TASK DETAILS: Produce an exact transcription of every entry.

++++ EXERCISE MATERIAL ++++

PR #171, opened 2023-11-25
Refactor attributes and add support for setting

jedbrown:
Attributes now hide the keys from most user code, and are easy to implement for new types. The current implementation still does not support setting/getting attributes on `dyn Communicator`.

### DIFF
--- a/src/topology/mod.rs
+++ b/src/topology/mod.rs
@@ -30,6 +30,7 @@ use conv::ConvUtil;
 use crate::Tag;
 use crate::{Count, IntArray};
 
+use crate::attribute::CommAttribute;
 use crate::datatype::traits::*;
 use crate::ffi;
 use crate::ffi::{MPI_Comm, MPI_Group};
@@ -40,7 +41,7 @@ mod cartesian;
 
 /// Topology traits
 pub mod traits {
-    pub use super::{AsCommunicator, Attribute, Communicator, Group};
+    pub use super::{AnyCommunicator, AsCommunicator, Communicator, Group};
 }
 
 // Re-export cartesian functions and types from topology modules.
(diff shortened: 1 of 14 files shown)


src/topology/mod.rs
```diff
@@ -843,6 +820,70 @@ pub trait Communicator: sealed::AsHandle {
     }
 }
 
+/// Methods that would otherwise block object safety.
+pub trait CommunicatorAux: Communicator {
```
jedbrown, line 824: @Cydhra This demonstrates how to handle attributes in a way that works with `&dyn Communicator`. I don't like the name `CommunicatorAux`, but not sure how to name it clearly. Ideally nobody would need to know about it because calling its methods are transparent due to the blanket impl (below), but it will show through in error messages. Suggestions welcome.

jedbrown: Basically everything currently in `Communicator` could move, and that would remove the remaining `Self: Sized` bounds. This is the only method that's being implemented.
```rs
impl Communicator for InterCommunicator {
    fn target_size(&self) -> Rank {
        self.remote_size()
    }
}
```

Cydhra: I agree that the name is a bit cumbersome, but I can't think of a better alternative either. The trait has no merit from an engineering perspective, it's just an artifact of a weird restriction in Rust. I guess, document why it exists and leave it as is?

Cydhra: No I get the technical rationale, I was talking from a language-agnostic engineering point of view. Anyway, yes, I don't see better alternatives than the names you suggested.

jedbrown: Thanks, I think I like `AnyCommunicator` given the other `*Communicator` names.

PR #172, opened 2023-12-16
docs: fix homepage example indentation

HoloTheDrunk:
Sorry about the microscopic PR but this has been bugging me for days


jedbrown (commented):
Thanks. How would you feel about making this a more systemic fix? See the github lint.yaml and change it to use
```
cargo fmt --all -- --config format_code_in_doc_comments=true --check
```
That should be fine since it always uses the nightly toolchain. We can't add it to `.rustfmt.toml` because it'll break ability to `cargo fmt` with a stable toolchain (until https://github.com/rust-lang/rustfmt/issues/3348 stabilizes).

HoloTheDrunk:
Added, sorry for the unreasonable delay - things got busy.

jedbrown:
I fixed some things up (applying the changes and some other CI volatility fixes from main) and merged. Thanks for your contribution.

Issue #174, opened 2024-01-21
Improving ergonomics of sending arrays/vectors


EdmundGoodman:
# Motivation

Currently, arrays and vectors of data cannot be represented by the `ReceiveFuture` type, as they do not implement the `Equivalence` trait. This means that functions like `immediate_receive` cannot be used with them.

I am working on porting a High-Performance Computing benchmark from C++ to Rust, which involves sending and receiving arrays or vectors of data. Looking through the documentation, there are various ways to do this, such as using `receive_vec` or `immediate_receive_into`. However, it would be useful if functions like `immediate_receive` also supported these types.

# Example

I would like to be able to write code like this:

```rust
use mpi::traits::*;

fn main() {
    let universe = mpi::initialize().unwrap();
    let world = universe.world();

    let to_send = [1, 2, 3];
    let future = world.any_process().immediate_receive::<[i32; 3usize]>();
    world.this_process().send(&to_send);
    let (msg, status) = future.get();

    println!("{:?} = {:?}", to_send, msg);
    println!("{:?}", status);
}
```

However, this fails as it requires `[T; D]` to implement the `Equivalence` trait.

# Attempted solution

I attempted to create a fix which I could PR to resolve this by adding an implementation to `datatype.rs`:

```rust
unsafe impl<T, const D: usize> Equivalence for [T; D]
where
    T: Equivalence,
{
    type Out = UserDatatype;

    fn equivalent_datatype() -> Self::Out {
        UserDatatype::contiguous(D as i32, &T::equivalent_datatype())
    }
}
```

Unfortunately, this results in conflicting implementations for all other traits on `[T; D]` in `datatype.rs` (`AsDatatype`, `Collection`, ...), and I am not entirely sure why all these other traits can co-exist, but `Equivalence` conflicts with all of them.

I am very happy to have a further look at this and PR to fix it, but would appreciate some advice on the direction to work in, as I am slightly stuck on where to go from here.

jtronge:
It looks like you might be able to fix the error by removing all `[T; D]` implementations for `AsDatatype`, `Collection`, etc. These are getting implemented twice since there's already a blanket implementation that does this. For example, with `Buffer` the trait is getting implemented twice by these lines:

* `unsafe impl<T> Buffer for T where T: Equivalence {}`
* `unsafe impl<T, const D: usize> Buffer for [T; D] where T: Equivalence {}`

Removing the second one should get rid of the error.

I'm not sure if this might break other things though.

[...]

PR #176, opened 2024-01-22
Add equivalence trait for arrays, with integration tests

EdmundGoodman:
This PR resolves the first part of #174, by adding the `Equivalence` trait to arrays, allowing them to be used without wrappers in places which require the trait, such as `ReceiveFuture` or `immediate_send`.

In order to do this, some other trait implementations in `datatype.rs` already covered by a blanket implementation have to be removed to avoid conflict. This does not impact `cargo test` cases passing. If there are significant worries that removing these implementations could change behaviours in strange edge cases, something I could change on review for it is adding it as optional functionality similar to `num-complex`.

Additionally, integration tests for this ergonomic new way of using arrays are added in `arrays.rs`, and checking their equivalence properties in `struct.rs`.

### DIFF
--- a/examples/arrays.rs
+++ b/examples/arrays.rs
@@ -1,0 +1,22 @@
+#![deny(warnings)]
+
+use mpi::traits::*;
+
+fn main() {
+    let universe = mpi::initialize().unwrap();
+    let world = universe.world();
+
+    let to_send = [1, 2, 3];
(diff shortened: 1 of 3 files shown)


EdmundGoodman:
Realised that `cargo test` does not run all the integration test examples - will run `run-examples.sh` and attempt to diagnose any issues that present themselves there.

PR #192, opened 2024-08-14
Update README URLs

Pencilcaseman:
One of the links was incorrect, and a couple referred to the old branch `master`, which has since been renamed `main`. These redirected correctly, but it was an easy fix :)


jedbrown (approved):
Thanks, this looks good.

++++

COMPLETED EXERCISE:
PR #171, opened 2023-11-25
Refactor attributes and add support for setting

jedbrown:
Attributes now hide the keys from most user code, and are easy to implement for new types. The current implementation still does not support setting/getting attributes on `dyn Communicator`.

### DIFF
--- a/src/topology/mod.rs
+++ b/src/topology/mod.rs
@@ -30,6 +30,7 @@ use conv::ConvUtil;
 use crate::Tag;
 use crate::{Count, IntArray};
 
+use crate::attribute::CommAttribute;
 use crate::datatype::traits::*;
 use crate::ffi;
 use crate::ffi::{MPI_Comm, MPI_Group};
@@ -40,7 +41,7 @@ mod cartesian;
 
 /// Topology traits
 pub mod traits {
-    pub use super::{AsCommunicator, Attribute, Communicator, Group};
+    pub use super::{AnyCommunicator, AsCommunicator, Communicator, Group};
 }
 
 // Re-export cartesian functions and types from topology modules.
(diff shortened: 1 of 14 files shown)


src/topology/mod.rs
```diff
@@ -843,6 +820,70 @@ pub trait Communicator: sealed::AsHandle {
     }
 }
 
+/// Methods that would otherwise block object safety.
+pub trait CommunicatorAux: Communicator {
```
jedbrown, line 824: @Cydhra This demonstrates how to handle attributes in a way that works with `&dyn Communicator`. I don't like the name `CommunicatorAux`, but not sure how to name it clearly. Ideally nobody would need to know about it because calling its methods are transparent due to the blanket impl (below), but it will show through in error messages. Suggestions welcome.

jedbrown: Basically everything currently in `Communicator` could move, and that would remove the remaining `Self: Sized` bounds. This is the only method that's being implemented.
```rs
impl Communicator for InterCommunicator {
    fn target_size(&self) -> Rank {
        self.remote_size()
    }
}
```

Cydhra: I agree that the name is a bit cumbersome, but I can't think of a better alternative either. The trait has no merit from an engineering perspective, it's just an artifact of a weird restriction in Rust. I guess, document why it exists and leave it as is?

Cydhra: No I get the technical rationale, I was talking from a language-agnostic engineering point of view. Anyway, yes, I don't see better alternatives than the names you suggested.

jedbrown: Thanks, I think I like `AnyCommunicator` given the other `*Communicator` names.

PR #172, opened 2023-12-16
docs: fix homepage example indentation

HoloTheDrunk:
Sorry about the microscopic PR but this has been bugging me for days


jedbrown (commented):
Thanks. How would you feel about making this a more systemic fix? See the github lint.yaml and change it to use
```
cargo fmt --all -- --config format_code_in_doc_comments=true --check
```
That should be fine since it always uses the nightly toolchain. We can't add it to `.rustfmt.toml` because it'll break ability to `cargo fmt` with a stable toolchain (until https://github.com/rust-lang/rustfmt/issues/3348 stabilizes).

HoloTheDrunk:
Added, sorry for the unreasonable delay - things got busy.

jedbrown:
I fixed some things up (applying the changes and some other CI volatility fixes from main) and merged. Thanks for your contribution.

Issue #174, opened 2024-01-21
Improving ergonomics of sending arrays/vectors


EdmundGoodman:
# Motivation

Currently, arrays and vectors of data cannot be represented by the `ReceiveFuture` type, as they do not implement the `Equivalence` trait. This means that functions like `immediate_receive` cannot be used with them.

I am working on porting a High-Performance Computing benchmark from C++ to Rust, which involves sending and receiving arrays or vectors of data. Looking through the documentation, there are various ways to do this, such as using `receive_vec` or `immediate_receive_into`. However, it would be useful if functions like `immediate_receive` also supported these types.

# Example

I would like to be able to write code like this:

```rust
use mpi::traits::*;

fn main() {
    let universe = mpi::initialize().unwrap();
    let world = universe.world();

    let to_send = [1, 2, 3];
    let future = world.any_process().immediate_receive::<[i32; 3usize]>();
    world.this_process().send(&to_send);
    let (msg, status) = future.get();

    println!("{:?} = {:?}", to_send, msg);
    println!("{:?}", status);
}
```

However, this fails as it requires `[T; D]` to implement the `Equivalence` trait.

# Attempted solution

I attempted to create a fix which I could PR to resolve this by adding an implementation to `datatype.rs`:

```rust
unsafe impl<T, const D: usize> Equivalence for [T; D]
where
    T: Equivalence,
{
    type Out = UserDatatype;

    fn equivalent_datatype() -> Self::Out {
        UserDatatype::contiguous(D as i32, &T::equivalent_datatype())
    }
}
```

Unfortunately, this results in conflicting implementations for all other traits on `[T; D]` in `datatype.rs` (`AsDatatype`, `Collection`, ...), and I am not entirely sure why all these other traits can co-exist, but `Equivalence` conflicts with all of them.

I am very happy to have a further look at this and PR to fix it, but would appreciate some advice on the direction to work in, as I am slightly stuck on where to go from here.

jtronge:
It looks like you might be able to fix the error by removing all `[T; D]` implementations for `AsDatatype`, `Collection`, etc. These are getting implemented twice since there's already a blanket implementation that does this. For example, with `Buffer` the trait is getting implemented twice by these lines:

* `unsafe impl<T> Buffer for T where T: Equivalence {}`
* `unsafe impl<T, const D: usize> Buffer for [T; D] where T: Equivalence {}`

Removing the second one should get rid of the error.

I'm not sure if this might break other things though.

[...]

PR #176, opened 2024-01-22
Add equivalence trait for arrays, with integration tests

EdmundGoodman:
This PR resolves the first part of #174, by adding the `Equivalence` trait to arrays, allowing them to be used without wrappers in places which require the trait, such as `ReceiveFuture` or `immediate_send`.

In order to do this, some other trait implementations in `datatype.rs` already covered by a blanket implementation have to be removed to avoid conflict. This does not impact `cargo test` cases passing. If there are significant worries that removing these implementations could change behaviours in strange edge cases, something I could change on review for it is adding it as optional functionality similar to `num-complex`.

Additionally, integration tests for this ergonomic new way of using arrays are added in `arrays.rs`, and checking their equivalence properties in `struct.rs`.

### DIFF
--- a/examples/arrays.rs
+++ b/examples/arrays.rs
@@ -1,0 +1,22 @@
+#![deny(warnings)]
+
+use mpi::traits::*;
+
+fn main() {
+    let universe = mpi::initialize().unwrap();
+    let world = universe.world();
+
+    let to_send = [1, 2, 3];
(diff shortened: 1 of 3 files shown)


EdmundGoodman:
Realised that `cargo test` does not run all the integration test examples - will run `run-examples.sh` and attempt to diagnose any issues that present themselves there.

PR #192, opened 2024-08-14
Update README URLs

Pencilcaseman:
One of the links was incorrect, and a couple referred to the old branch `master`, which has since been renamed `main`. These redirected correctly, but it was an easy fix :)


jedbrown (approved):
Thanks, this looks good.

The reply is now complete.